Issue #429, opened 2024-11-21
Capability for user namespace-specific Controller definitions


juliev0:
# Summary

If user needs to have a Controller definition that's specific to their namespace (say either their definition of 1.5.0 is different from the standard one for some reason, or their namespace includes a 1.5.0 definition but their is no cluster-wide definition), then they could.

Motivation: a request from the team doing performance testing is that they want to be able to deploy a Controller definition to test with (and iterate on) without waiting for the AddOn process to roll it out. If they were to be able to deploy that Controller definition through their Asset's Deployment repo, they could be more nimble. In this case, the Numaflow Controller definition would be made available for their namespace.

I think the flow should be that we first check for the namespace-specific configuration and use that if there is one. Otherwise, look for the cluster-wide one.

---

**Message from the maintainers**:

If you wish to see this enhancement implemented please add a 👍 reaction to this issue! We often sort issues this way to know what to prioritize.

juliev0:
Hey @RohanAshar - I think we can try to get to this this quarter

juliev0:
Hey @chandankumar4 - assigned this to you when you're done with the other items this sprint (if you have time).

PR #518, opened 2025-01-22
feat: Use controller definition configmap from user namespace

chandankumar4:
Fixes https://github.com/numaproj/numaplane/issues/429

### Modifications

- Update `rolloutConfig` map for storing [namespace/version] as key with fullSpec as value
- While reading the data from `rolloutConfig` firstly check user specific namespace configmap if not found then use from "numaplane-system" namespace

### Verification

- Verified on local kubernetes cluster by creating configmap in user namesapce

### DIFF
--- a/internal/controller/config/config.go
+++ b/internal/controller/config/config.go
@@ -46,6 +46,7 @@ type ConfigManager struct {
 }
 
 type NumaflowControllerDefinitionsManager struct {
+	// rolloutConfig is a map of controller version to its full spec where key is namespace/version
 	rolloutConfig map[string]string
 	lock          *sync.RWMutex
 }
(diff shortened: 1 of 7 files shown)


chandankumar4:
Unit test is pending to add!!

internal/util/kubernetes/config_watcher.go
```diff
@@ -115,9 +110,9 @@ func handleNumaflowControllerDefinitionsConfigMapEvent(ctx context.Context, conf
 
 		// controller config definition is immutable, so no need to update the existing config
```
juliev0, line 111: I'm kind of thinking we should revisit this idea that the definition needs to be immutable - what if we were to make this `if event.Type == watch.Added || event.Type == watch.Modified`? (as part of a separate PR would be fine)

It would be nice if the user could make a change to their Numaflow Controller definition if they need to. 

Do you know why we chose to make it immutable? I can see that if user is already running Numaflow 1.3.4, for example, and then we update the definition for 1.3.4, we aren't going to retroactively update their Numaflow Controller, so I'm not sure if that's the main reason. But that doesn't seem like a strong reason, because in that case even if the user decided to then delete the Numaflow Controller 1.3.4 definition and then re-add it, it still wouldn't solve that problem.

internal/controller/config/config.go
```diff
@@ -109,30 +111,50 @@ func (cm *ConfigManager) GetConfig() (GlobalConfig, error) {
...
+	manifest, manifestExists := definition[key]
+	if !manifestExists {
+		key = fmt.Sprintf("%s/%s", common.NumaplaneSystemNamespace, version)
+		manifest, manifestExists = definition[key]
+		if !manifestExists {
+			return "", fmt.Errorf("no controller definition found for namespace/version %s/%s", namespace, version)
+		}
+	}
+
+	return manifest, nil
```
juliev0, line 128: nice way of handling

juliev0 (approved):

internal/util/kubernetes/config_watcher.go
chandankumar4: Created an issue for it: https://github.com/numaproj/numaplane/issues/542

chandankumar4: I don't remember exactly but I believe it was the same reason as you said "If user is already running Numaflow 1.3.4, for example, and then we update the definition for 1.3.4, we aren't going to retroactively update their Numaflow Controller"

▸ **Problem statement**
Only the lines from the start of the material through the line containing "If user needs" should be repeated, and they should be repeated exactly.

▸ **Solution**
Issue #429, opened 2024-11-21
Capability for user namespace-specific Controller definitions


juliev0:
# Summary

If user needs to have a Controller definition that's specific to their namespace (say either their definition of 1.5.0 is different from the standard one for some reason, or their namespace includes a 1.5.0 definition but their is no cluster-wide definition), then they could.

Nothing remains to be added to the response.